● Task brief
Your answer should be every line of the entries that has the string "what" in it.
BEGIN Input records
PR #25, opened 2021-12-07
get the process name during exit_exec* instead of enter_*

rc-andres:
Added the `comm` field to the `file_info` event and removed it from the syscall event. 

This is because:
* We only ever need this for `exec*`. The other types should be able to derive the `comm` from it. 
* During the exec `kprobe` the image has not yet been changed to the new file so the `comm` information is not correct. (i.e., if you run `ls` from `bash` then it would show `bash` as the `comm` of the executed `ls`). To solve this we have moved this to the `kretprobe` instead. 
* The `file_info` event was already an existing event that belongs only to `exec*` and it happens during the `kretprobe` so it made sense to add there instead of making a new event. 

Also renamed `i_rdev` to `i_dev` because rdev is something different that we do not want but it is what we were fetching before.

### DIFF
--- a/src/process-events.c
+++ b/src/process-events.c
@@ -99,8 +99,7 @@ struct bpf_map_def SEC("maps/tail_call_table") tail_call_table = {
     E->u.syscall_info.euid = bpf_get_current_uid_gid() >> 32;        \
     E->u.syscall_info.egid = bpf_get_current_uid_gid() & 0xFFFFFFFF; \
     E->u.syscall_info.mono_ns = bpf_ktime_get_ns();                  \
-    E->u.syscall_info.syscall_pattern = SP;                          \
-    bpf_get_current_comm(E->u.syscall_info.comm, sizeof(E->u.syscall_info.comm));
+    E->u.syscall_info.syscall_pattern = SP;
 
 #define FILL_TELEMETRY_SYSCALL_RET(E, SP)
 
@@ -114,7 +113,7 @@ struct bpf_map_def SEC("maps/tail_call_table") tail_call_table = {
     /* since we're using offsets to read from the structs, we don't need to bother with                 \
      * understanding their structure                                                                    \
      */                                                                                                 \
-    u32 i_rdev = 0;                                                                                     \
+    u32 i_dev = 0;                                                                                      \
     u64 i_ino = 0;                                                                                      \
     void *ts = (void *)bpf_get_current_task();                                                          \
     void *ptr = NULL;                                                                                   \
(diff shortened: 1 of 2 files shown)


src/process-events.c
```diff
@@ -125,7 +124,7 @@ struct bpf_map_def SEC("maps/tail_call_table") tail_call_table = {
         read_value(ptr, CRC_MM_STRUCT_EXE_FILE, &ptr, sizeof(ptr));                                     \
         read_value(ptr, CRC_FILE_F_INODE, &ptr, sizeof(ptr));                                           \
         read_value(ptr, CRC_INODE_I_SB, &sptr, sizeof(sptr));                                           \
-        read_value(sptr, CRC_SBLOCK_S_DEV, &i_rdev, sizeof(i_rdev));                                    \
+        read_value(sptr, CRC_SBLOCK_S_DEV, &i_dev, sizeof(i_dev));                                      \
```
RafaelOrtizRC, line 127: I see what was happening now - this is my fault. I was using the `i_rdev` value which is the device number of the file itself. `i_dev` is the device number of the device that the file is present on. So `i_rdev` will work for char/block devices (not relevant for us), whereas `i_dev` gives the information we're after.

src/process-events.c
```diff
@@ -622,11 +620,13 @@ static __always_inline int exit_exec(struct pt_regs *__ctx, u32 i_rdev, u64 i_in
 
     file_info_t fi = {
         .inode = i_ino,
-        .devmajor = MAJOR(i_rdev),
-        .devminor = MINOR(i_rdev),
-        .value[0] = '\0',
+        .devmajor = MAJOR(i_dev),
+        .devminor = MINOR(i_dev),
+        .comm = {0},
```
RafaelOrtizRC, line 625: Setting `.comm[0] = '\0'` and manually ensuring that it's null-terminated _may_ end up with less instructions than `.comm = {0}`. I think, by default, clang will fill this up with instructions to zero out the field byte-by-byte, which may not be what you want. If the `get_current_comm` helper handles null termination for you, then you may not need to initialize this at all.

RafaelOrtizRC (approved):
Looks good! Just double check that all the kprobes stay under `4096` instructions for backwards-compatibility (I don't see anything that indicates they're not). This should probably be a CI check.

pinealservo (commented):
Looks good as far as I can tell, though going for the more efficient initialization is probably worthwhile given the code size constraints.

src/process-events.c
rc-dbogle: The `bpf_get_current_comm` hasn't always handled NULL termination but it does in 4.11 and on so I think we should be fine

rc-dbogle (commented):
I think lets update the initialization of the comm field as the others had mentioned and then this should be good to go

rc-andres:
> Looks good! Just double check that all the kprobes stay under `4096` instructions for backwards-compatibility (I don't see anything that indicates they're not). This should probably be a CI check.

Just checked and the the kretprobe/ret_sys_exec* sections and the kprobe/read_inode_task_struct section are all still way under 4096. These are the only ones that could have gone up.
END Input records
● Response to this task
Also renamed `i_rdev` to `i_dev` because rdev is something different that we do not want but it is what we were fetching before.
RafaelOrtizRC, line 127: I see what was happening now - this is my fault. I was using the `i_rdev` value which is the device number of the file itself. `i_dev` is the device number of the device that the file is present on. So `i_rdev` will work for char/block devices (not relevant for us), whereas `i_dev` gives the information we're after.
RafaelOrtizRC, line 625: Setting `.comm[0] = '\0'` and manually ensuring that it's null-terminated _may_ end up with less instructions than `.comm = {0}`. I think, by default, clang will fill this up with instructions to zero out the field byte-by-byte, which may not be what you want. If the `get_current_comm` helper handles null termination for you, then you may not need to initialize this at all.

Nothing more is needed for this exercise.